Juliette Berne
Estéban est Morales. Morales est Estéban. Estéban Morales.
Sur le chemin du retour, ces trois phrases sont devenues mon hymne . Mon cerveau est en mode « difficile à encaisser » et il peine à s'y habituer. Ça n'a rien d'étonnant ; la réalité est parfois dure à accepter.
La climatisation trop forte glace mon visage et me donne un horrible mal de crâne. On dirait qu'elle est jalouse de mon état émotionnel et veut le renforcer en ajoutant du froid à l'atmosphère glaciale de mes pensées..

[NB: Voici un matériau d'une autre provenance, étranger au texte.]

PR #2629, opened 2020-02-10
Add presses and change name of task to "fulcrum_published_dois"

sethaj:
HELIO-3118
* ran this on preview, works are expected
* once this is merged some crons need to be updated, don't close the ticket.


lib/tasks/handles/fulcrum_published_dois.rake
```diff
@@ -0,0 +1,43 @@
...
+      children << Press.where(subdomain: subdomain).first&.children&.pluck(:subdomain)
+    end
+
+    subdomains = subdomains + children
+    subdomains = subdomains.flatten.compact.uniq
+
+    hits = ActiveFedora::SolrService.query("{!terms f=press_sim}#{subdomains.map(&:downcase).join(',')}", rows: 100_000)
+
+    hits.each do |hit|
+      next unless hit["suppressed_bsi"] == false && hit["visibility_ssi"] == "open"
```
conorom: Not really a nitpick but I'm always leery of this `suppressed_bsi` thing. I'm pretty sure action is only ever taken on this in Hyrax/stack code when it's true (Thus removed from results). I have sort of a vague memory of seeing it missing from Solr docs in the past, but I may have made this up. Is that possible?
Either way, I'd like if this read `hit["suppressed_bsi"].blank?` but would welcome correction or discussion.

gkostin1966: Sounds good to me.  Should added it to rubocop.

gkostin1966: Also. I would prefer /open/i.match?(hit["visibility_ssi"]), love those case insensitive regular expressions.

conorom: thinkin-face

PR #2651, opened 2020-02-27
Partially resolves HELIO-478 Use handle service to create handles on creation

gkostin1966:
This pull request is mainly plumbing.  The rake task /lib/tasks/handle.rake will be run daily by cron.  Focus on understanding the HandleJob, all the other code supports this job.  I created a new table HandleDeposits and the model, view, and controller to support how it is being used.  I also added a new job form to the /fulcrum/jobs page (third one down) to create a handle for a noid a.k.a. Monograph, Score, or FileSet.  Go ahead and create a handle for a Monograph since the HandleService update and delete methods have yet to be implemented so no handles will be created or deleted.  The /handle_deposits page will display the HandleDeposits table and you'll see your request to create a handle for the Monograph has a verified status of false.

If you have any questions you know where to find me.

### DIFF
--- a/app/controllers/fulcrum_controller.rb
+++ b/app/controllers/fulcrum_controller.rb
@@ -11,12 +11,21 @@ class FulcrumController < ApplicationController
     case params[:cmd]
     when 'ingest'
       ExtractIngestJob.perform_later(params[:token], params[:base], params[:source], params[:target])
+    when 'unpack'
+      UnpackJob.perform_now(params[:noid], params[:kind])
+    when 'handle'
+      case params[:job]
+      when 'create'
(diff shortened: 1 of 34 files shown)


sethaj:
I'm still absorbing this, but I wonder if it would be possible to put all the new handle jobs into their own directory: app/jobs/handles/ ? The jobs are starting to multiply and it might be nice to organize them a bit.

gkostin1966:
If creating a subfolder "handles" under the jobs folder requires place the handle jobs inside a handles module, do you still want to do it?

gkostin1966:
I reworked HandleJob and added better comments, give it another read it should make more sense.

PR #2683, opened 2020-03-12
HELIO-3269 Set BAR publisher page to default to List View.

moseshll:


db/schema.rb
```diff
@@ -356,6 +360,19 @@
     t.index ["source_id"], name: "index_permission_templates_on_source_id", unique: true
   end
 
+  create_table "permits", id: :integer, force: :cascade, options: "ENGINE=InnoDB DEFAULT CHARSET=utf8" do |t|
```
gkostin1966: I think the db migrations are messed up on your development machine.

moseshll: I'm gonna delete this PR and rebuild my heliotrope dir from scratch. Everything is hosed now.

PR #2688, opened 2020-03-13
fulcrum jobs page cleanup and removal of devproque environment

gkostin1966:
@conorom fixed something and now the devproque environment is no longer needed.


gkostin1966:
Retract

PR #2702, opened 2020-03-19
HELIO-3262 [Firefox] PDF EReader Preferences Button Does Not Open

moseshll:
Asynchronize the code that deals with the zoom level radio buttons in the prefs modal, so the radio buttons actually exist before futzing with them.


respinos:
`async` isn't in IE11 https://developer.mozilla.org/en-US/docs/Web/JavaScript/Reference/Statements/async_function (barring we haven't pulled in a polyfill somewhere)

moseshll:
Closing this in favor of a considerably less slick solution.

PR #2710, opened 2020-03-24
HELIO-3245 Remove File Manager Radio Buttons for Non-Image FileSets

moseshll:


app/presenters/hyrax/file_set_presenter.rb
```diff
@@ -303,6 +303,14 @@ def score_version
       solr_document['score_version_tesim']
     end
 
+    # Returns true if the MIME type is image, or if MIME type is not available,
+    # if the file extension is a known image type.
+    def probable_image?
```
conorom: Hate to do this but I'm wondering if we need this method. We use this one in many places already: https://github.com/samvera/hydra-works/blob/74227817c04d916b9ab84f247440606289cc8eea/lib/hydra/works/models/concerns/file_set/mime_types.rb#L10

moseshll: I think this particular brand of "look for image MIME type and failing that look at file extension" approach is unique to this scenario. Thus far anyway. And I think matching just on "image/" rather than expecting Hyrax to be be correct, is appropriately paranoid.

I could swap in `Hydra::Works::MimeTypes.image_mime_types.member? mime_type` on line 309 but we still need the extension check.

PR #2720, opened 2020-03-27
Patch ActionView for HELIO-3304

sethaj:


gkostin1966:
How do I going about testing this?  Just deploy to staging and see if it works?

sethaj:
Good point, sorry it slipped my mind. Let me come up with something and I'll add it to the PR or ticket.

PR #2722, opened 2020-03-30
HELIO-3277 Don't parse PDF ToC on every pdf_ebook reader Monograph ca…

moseshll:
…talog load


sethaj:
This is great, but I think I'd like it to include epubs as well as pdf_ebooks. So I'm going to close this, edit the original ticket, take over this branch and see if we can add that.

PR #2723, opened 2020-03-30
Resolves HELIO-3259 FeaturedRepresentative unique index not working

gkostin1966:
FYI: Ran the following rake task on production and it came up empty, hence the database migration should succeed when released to production.

desc 'Find non unique kind works'
namespace :heliotrope do
  task find_non_unique_kind_works: :environment do
    FeaturedRepresentative.distinct.pluck(:work_id).each do |work_id|
      kind_count = FeaturedRepresentative.where(work_id: work_id).count
      unique_kind_count = FeaturedRepresentative.where(work_id: work_id).distinct.pluck(:kind).count
      next if kind_count == unique_kind_count
      puts Sighrax.url(Sighrax.from_noid(work_id))
    end
  end
end

### DIFF
--- a/db/schema.rb
+++ b/db/schema.rb
@@ -10,7 +10,7 @@
 #
 # It's strongly recommended that you check this file into your version control system.
 
-ActiveRecord::Schema.define(version: 20200313153535) do
+ActiveRecord::Schema.define(version: 20200330165632) do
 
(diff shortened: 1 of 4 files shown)


db/schema.rb
```diff
@@ -381,6 +382,7 @@
     t.text "navigation_block"
     t.boolean "default_list_view", default: false
     t.boolean "aboutware", default: false
+    t.boolean "restricted", default: true
```
sethaj: This is maybe not supposed to be here...?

Et puis, parlons d'Edwige. Cette automobiliste casse-cou prend les virages comme si elle était dans une course de Formule 1. Elle me donne la nausée. J'ai envie de lui faire un cadeau de remerciement pour cette expérience : une délicieuse crème anglaise à l'odeur si nauséabonde qu'elle va probablement ruiner l'intérieur de sa voiture.
— Et du coup, on apprend que ce n'est pas Ramirez le tueur, mais bien Stefano.
Et en plus de ça, la conductrice un peu trop bavarde de mon covoiturage de dernière minute vient de me spoiler toute la dernière saison de ma série préférée du moment.
Je vais la bouffer...
Je ne supporte pas d'être sur les nerfs comme ça. Depuis le début de notre voyage, je fais semblant de l'écouter, je réponds parfois par un « hum hum » effacé et retourne dans mes mauvaises pensées. Mais là, c'est trop ! Je dois lui faire comprendre qu'elle abuse.
—Je n'avais pas vu les trois derniers épisodes, grogné-je. On peut changer de sujet ?
— Oh! Pardon. Bon, ça va, tu ne sais pas qui meurt à la fin de l'épisode quinze. C'est bon, tu auras encore quelques surprises, glousse-t-elle.
Qui meurt ?
Je souffle. N'a-t-elle pas remarqué que je ne suis qu'une présence muette ?
— Ne m'en veux pas, mais j'ai besoin de dormir. Je vais écouter un peu ma musique.
Question de vie ou de mort.
— Ouais, pas de soucis. On voit à ta tête de zombie que tu n'as pas bien dormi, se marre-t-elle.
Et elle avait de bons avis sur le site ? Honnêtement, je n'en suis même plus sûre à présent. Tout s'est passé si vite, j'ai cliqué à la va-vite, les yeux embués de larmes. Tout ce que je voulais, c'était partir, m'éloigner de tout.
Mon téléphone vibre une fois de plus dans mon sac, faisant écho aux battements rapides de mon cœur. Entre les incessants appels de mon frère, qui s'inquiète pour moi, et les messages répétés d'Estéban, je me sens harcelée, prise au piège d'une tempête émotionnelle.
Morales tente désespérément de renouer le dialogue avec moi. Ses messages s'affichent sur mon écran, implorants et empreints de regret : « Juliette, où es-tu ? », « Est-ce qu'on peut discuter ? », « S'il te plaît. Je suis désolé. Vraiment. », « Juliette, dis-moi au moins si tu vas bien. Thomas te cherche ».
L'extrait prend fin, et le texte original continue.